Analysis of Sensitivity to Process Parameters. Each SQM provides staining-quality scores, QVs, for the samples belonging to the corresponding TT category. We interpolated QVs for the entire range of C and RT, and fitted 3D manifolds for each SQM. Afterwards, the eigenvalue-based variational quantification approach was used to inspect the sensitivity of the staining quality. Considering the range of both parameters, we analyzed the variation in C and RT within \(\pm 1\) \(\upmu \)g/mL and \(\pm 5\) s respectively. Thereon, the 2D staining-quality contour maps and the sensitivity maps for each SQM were plotted.

Fig. 4.
figure 4

3D SQM manifolds (left), 2D staining quality maps (middle), and sensitivity maps (right) for PT (top row) and MT (bottom row).
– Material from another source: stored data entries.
PR #4291, opened 2023-10-19
[util] Fix gst_tensors_info_to_string

anyj0527:
- Let the method returns string ended with "]" always.
- Let get_dimension_string returns NULL when given dim is filled with 0

**Self evaluation:**

### DIFF
--- a/gst/nnstreamer/nnstreamer_plugin_api_util_impl.c
+++ b/gst/nnstreamer/nnstreamer_plugin_api_util_impl.c
@@ -852,10 +852,12 @@ gst_tensors_info_to_string (const GstTensorsInfo * info)
     dim = gst_tensor_get_dimension_string (_info->dimension);
 
     g_string_append_printf (gstr, "{\"%s\", %s, %s}%s",
-        name ? name : "", type, dim, (i == info->num_tensors - 1) ? "]" : ", ");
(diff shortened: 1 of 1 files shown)


gst/nnstreamer/nnstreamer_plugin_api_util_impl.c
```diff
@@ -1098,7 +1100,11 @@ gst_tensor_parse_dimension (const gchar * dimstr, tensor_dim dim)
 gchar *
 gst_tensor_get_dimension_string (const tensor_dim dim)
 {
-  return gst_tensor_get_rank_dimension_string (dim, NNS_TENSOR_RANK_LIMIT);
+  gchar *res =
+      gst_tensor_get_rank_dimension_string (dim, NNS_TENSOR_RANK_LIMIT);
+  if (!res || *res == '\0')
```
myungjoo, line 1105: if ```*res == '\0'```, g_free before return NULL.

anyj0527: Thanks! I updated the code, PTAL.

niley7464 (approved):
LGTM!

myungjoo (approved):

Figure 4 displays the SQM manifolds, the staining-quality and sensitivity contour maps for both the PT and MT tissue categories. For PT, the SQM manifold shows that high-quality staining can be obtained when operating in the range of \(9< C < 17\) \(\upmu \)g/mL and \(85< RT < 160\) s. It also illustrates the variation in the staining quality, i.e., that the staining quality is low for low-end and high-end C and RT values. These observations align with the concepts of insufficient and over-staining, respectively, which cause a decay in staining quality. Therefore, observations from the quality map can aid in reducing false negative and false positive staining. In addition, the sensitivity map indicates the stability of the staining quality for a given parameter configuration. It shows that the staining quality is slightly sensitive towards the lower end and the upper end of the aforementioned range of C values. Combining the knowledge from both the maps, an operational range of \(11< C < 15\) \(\upmu \)g/mL and \(85< RT< 130\) s can be selected for generating stable and high-quality stains. In a similar analysis for MT, it can be observed that the high staining-quality range is highly unstable. Thus, a more stable operating range should be selected from the sensitivity map, with a small compromise in the staining quality. To verify the robustness of the optimal parameters computed, 95% staining-quality confidence ellipses were evaluated for 500 bootstrap datasets, which resulted in consistent performance and behavior across all datasets.

4 Conclusions

In this work, we have proposed a framework that uses visual computing and machine learning techniques to address a prevalent challenge in IHC. We first devised an automatic methodology for the quantification of the staining quality in IHC-stained images. Then we introduced a tool for standardizing the IHC process parameters via automatic determination of the operating bounds. The proposed framework was applied to HER2-stained breast cancer tissues, with promising results achieved in the experiments conducted. The computationally extracted results were validated against subjective expert opinions, with the staining behavior found in line with underlying biology of the tissue type. Furthermore, a quantitative evaluation of these results led to the development of SQMs, reducing subjectivity and uncertainty of such staining, while defining operational parameters that lead to high-quality stains. Inclusion of further quality indicators and availability of more stained tissue specimens will undoubtedly refine our system. These promising results show the potential of our approach towards the standardization of immunostaining using automatic process-parameter optimization in IHC, but most importantly, for reducing uncertainty in cancer diagnosis and treatment selection.